Commodore Horizons started its Amiga review by noting that the concept appeared excellent but the early implementation they received was difficult to enjoy. They were highly critical of the mouse controls, noting that even slight movements like re-positioning the mouse on the desk could be interpreted as commands that would have consequences. But they reserved their primary complaints for the manual, and noted that after playing it for some time they still had no idea how to win the game.

Antic's review of the Atari ST version was similar, noting that "The authors say their interface 'implies action,' which means that the game tries to sense what you want to do and will proceed to do it for you.

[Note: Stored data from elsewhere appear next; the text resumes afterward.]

PR #433, opened 2026-01-15
[AMD] feat: support multiple cluster for mi355x DI CI workflow

billishyahao:
This patch is to support multiple cluster for MI355X distributed inference CI workflow.
This patch co-work with the branch sa-260114 of recipe  https://github.com/billishyahao/sglang_disagg.git
Co-author: [@ichbinblau](https://github.com/ichbinblau)

PR #1373, opened 2026-05-13
Improve dsv4-fp8-mi355x-vllm with vllm-project/recipes#433 MI355X recipe

Oseltamivir:
## Summary

Apply the validated DeepSeek-V4-Pro MI355X recipe from [vllm-project/recipes#433](https://github.com/vllm-project/recipes/pull/433) (which in turn sources its serving config from [vllm-project/vllm#40871](https://github.com/vllm-project/vllm/pull/40871)) to the existing `dsv4-fp8-mi355x-vllm` benchmark. The base vLLM build (PR #40889 with AITER-accelerated sparse MLA decode, pinned in `dsv4_fp8_mi355x_vllm.sh`) is unchanged; only serving flags / env vars / sweep range are updated.

### Server-side changes

| | Before | After (recipe #433) |
| --- | --- | --- |
| `VLLM_ROCM_USE_AITER_LINEAR` | unset | `1` |
| `--distributed-executor-backend` | (default) | `mp` |
| `--max-num-batched-tokens` | (default) | `8192` |
| `--async-scheduling` | off | on |
| `--gpu-memory-utilization` | `0.90` | `0.6` |
| `--max-num-seqs` | `32` | `128` |
| `--tool-call-parser deepseek_v4` | on | dropped |
| `--enable-auto-tool-choice` | on | dropped |

Tool-call flags were removed because the recipe omits them and the throughput benchmark does not exercise tool calling. All other existing flags (`--kv-cache-dtype fp8`, `--moe-backend triton_unfused`, `--enforce-eager`, `--no-enable-prefix-caching`, `--tokenizer-mode deepseek_v4`, `--reasoning-parser deepseek_v4`) are preserved.

### Sweep changes

`dsv4-fp8-mi355x-vllm` was previously pinned to `conc=1` only (single-sequence marker). With `--max-num-seqs=128` validated by the recipe, the sweep is expanded to `conc 4-64` for both `1k1k` and `8k1k`, matching `dsv4-fp8-mi355x-sglang` so vLLM↔SGLang results are directly comparable on the same MI355X runner.

Validated locally:
```
$ python utils/matrix_logic/generate_sweep_configs.py full-sweep \
    --config-files .github/configs/amd-master.yaml \
    --framework vllm --runner-type mi355x
# 10 dsv4-fp8-mi355x-vllm configs generated (5 per ISL/OSL, tp=8, conc 4..64)
```

## Test plan

- [ ] Apply `sweep-enabled` label so `run-sweep.yml` exercises the new flags end-to-end at trimmed concurrency (highest `conc` per parallelism config).
- [ ] Confirm the AITER MLA decode build (vLLM PR #40889 SHA `b3a4a44`) still installs cleanly with the new server flags.
- [ ] Inspect `agg_bmk.json` for `dsv4` mi355x-vllm entries and compare throughput vs. `dsv4-fp8-mi355x-sglang` at matching concurrencies.

### DIFF
--- a/.github/configs/amd-master.yaml
+++ b/.github/configs/amd-master.yaml
@@ -1617,6 +1617,11 @@ dsv4-fp4-mi355x-sglang:
 # at runtime by benchmarks/single_node/dsv4_fp8_mi355x_vllm.sh at a
 # pinned SHA. Once both PRs merge into a release, switch to a vLLM ROCm
 # MI355X image and remove the build step.
+#
+# Serving flags follow vllm-project/recipes#433: AITER+AITER_LINEAR,
+# mp executor, triton_unfused MoE, async scheduling, max-num-seqs=128,
+# max-num-batched-tokens=8192, gpu-mem-util=0.6. Sweep matches the
+# sister sglang config (conc 4-64) so vLLM↔SGLang are comparable.
 dsv4-fp8-mi355x-vllm:
   image: rocm/atom:rocm7.2.2_ubuntu24.04_py3.12_pytorch_release_2.10.0_atom0.1.2.post
   model: deepseek-ai/DeepSeek-V4-Pro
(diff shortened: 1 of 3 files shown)


functionstackx:
i thought inferencex only does the most commonly served fp4 deepseekv4 pro tho

PR #1381, opened 2026-05-15
bench: fix v5 tokenizer fix when --model is an HF Hub repo id

trevor-m:
With transformers 5.6.0, an [AutoTokenizer dispatch change ](https://github.com/huggingface/transformers/commit/cd5bcad54032e902431c4e35411ff416f3b291f2) now returns a broken LlamaTokenizer for ByteLevel-BPE models which causes the tokens to be multiplied by ~4x resulting in an apparent throughput regression https://github.com/sgl-project/sglang/issues/25315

Most of the time for me, it meant running into walls at full speed." The reviewer added, "Controlling Kyne reliably ... in a critical situation is nearly impossible." The review concluded that "for all its impressive graphics and hi-tech, Blade Runner plotline, I really can't say Brataccas is one of my favorites", and "On a scale of 1 to 10 I would have to give it a 5."

Compute! expressed similar concerns, stating "Usually, your character behaves in a predictable fashion, but it can be frustrating to see him run and crash into a wall when you were merely trying to rotate to face a door." Then go on to state that "The only negative factors arise not from the game concept, but from its implementation." They conclude, in a section titled "Unrealized Potential", that the game's primary advance is to demonstrate what sort of games might be expected on the platforms in the future.

In contrast, ANALOG magazine's first ST-Log edition reviewed the game favourably. Although it touches on the control problems, it passes these off as an issue of having too many possible options. It concludes, "Psygnosis should be congratulated on a fine effort... What can I say? Buy it." A similar note was offered by Popular Computing Weekly, who called it "very good indeed" and rated it 4 out of 5.

==Legacy==
The Black Mirror interactive film Bandersnatch, released in 2018, alludes to Imagine Software and the failed work to produce Bandersnatch. The film starts on 9 July 1984, the date of Imagine's closure, and includes a shot of the cover of Crash reporting on the closure. Within the film, the fictional software company Tuckersoft, which had developed both Commodore 64 and ZX Spectrum games, places its financial future on the attempt to produce Bandersnatch, and in some scenarios falls into bankruptcy after the game fails to appear.